ブダペストオープンアクセスイニシアチブ(BOAI)は、学術研究の成果を誰もが無料でアクセスできるようにすることを目的とした国際的な取り組みです。2002年に発表され、研究者や教育者に公平な情報アクセスを提供し、知識の共有を促進します。この記事では、BOAIの定義や著作権における著者の権利、セルフアーカイブとオープンアクセスジャーナルの2つの戦略を詳しく解説します。

ブタペストオープンアクセスイニシアチブ(BOAI)とは?

BOAIが発足した背景と目的

ブダペストオープンアクセスイニシアチブ(Budapest Open Access Initiative:BOAI)とは、学術研究成果への無料でのアクセスを推進することを目的とした国際的な取り組みです。

ブダペストオープンアクセスイニシアチブ発足の経緯:

 2001年12月1-2日:ブダペストで、オープン・ソサエティ・インスティテュート主催のオープンアクセスに関する国際会議が開催され、そのなかでオープンアクセスに関する小規模かつ活発な会議が行われました。

 2002年2月14日:翌年この会議での議論を基に、「ブダペスト・オープンアクセス・イニシアティブ(BOAI)宣言」が発表されました。

この宣言は一般に「ブダペスト宣言」とも呼ばれています。

ブダペスト宣言は、オープンアクセスの概念を明確に定義し、その実現方法を提案した文書です

この宣言は、従来の商業出版社による高額な購読料に依存した学術出版モデルに対抗し、研究成果が誰にでも無料でアクセス可能であるべきだという理念を示しました。

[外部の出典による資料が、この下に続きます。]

PR #47, opened 2026-01-19
chore: enable and fix a number of helpful lints

kevmoo:


packages/genkit/lib/src/client/flow_response.dart
```diff
@@ -1,23 +0,0 @@
-// Copyright 2024 Google LLC
```
kevmoo, line 1: wasn't used any more!

PR #49, opened 2026-01-19
chore: move to relative imports

kevmoo:


packages/genkit/lib/src/core/action.dart
```diff
@@ -14,11 +14,11 @@
 
 import 'dart:async';
 
-import 'package:genkit/client.dart';
```
kevmoo, line 17: easier to see these bits!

ブタペストオープンアクセスイニシアチブ(BOAI)の主な目標は、査読(ピアレビュー)を経た学術研究成果を、無料で誰もが利用できる形で公開することです。

これにより、経済的な制約や地域の違いにかかわらず、世界中の研究者や教育者が最新の学術情報にアクセスできる社会を目指しています

BOAIコンソーシアム

ブタペストオープンアクセスイニシアチブ(BOAI)は、研究者、教育機関、図書館、出版社、資金提供者からなる国際的なコンソーシアムです。

ブタペストオープンアクセスイニシアチブ(BOAI)は、学術出版の従来の商業モデルに代わるものとして、オープンアクセスを標準化することを目指しており、具体的な活動には、機関リポジトリの設立支援、オープンアクセスジャーナルの普及、研究助成金の利用促進が含まれます。また、オープンアクセスの普及を通じて、学術成果の持続的な共有と保存を支援しています。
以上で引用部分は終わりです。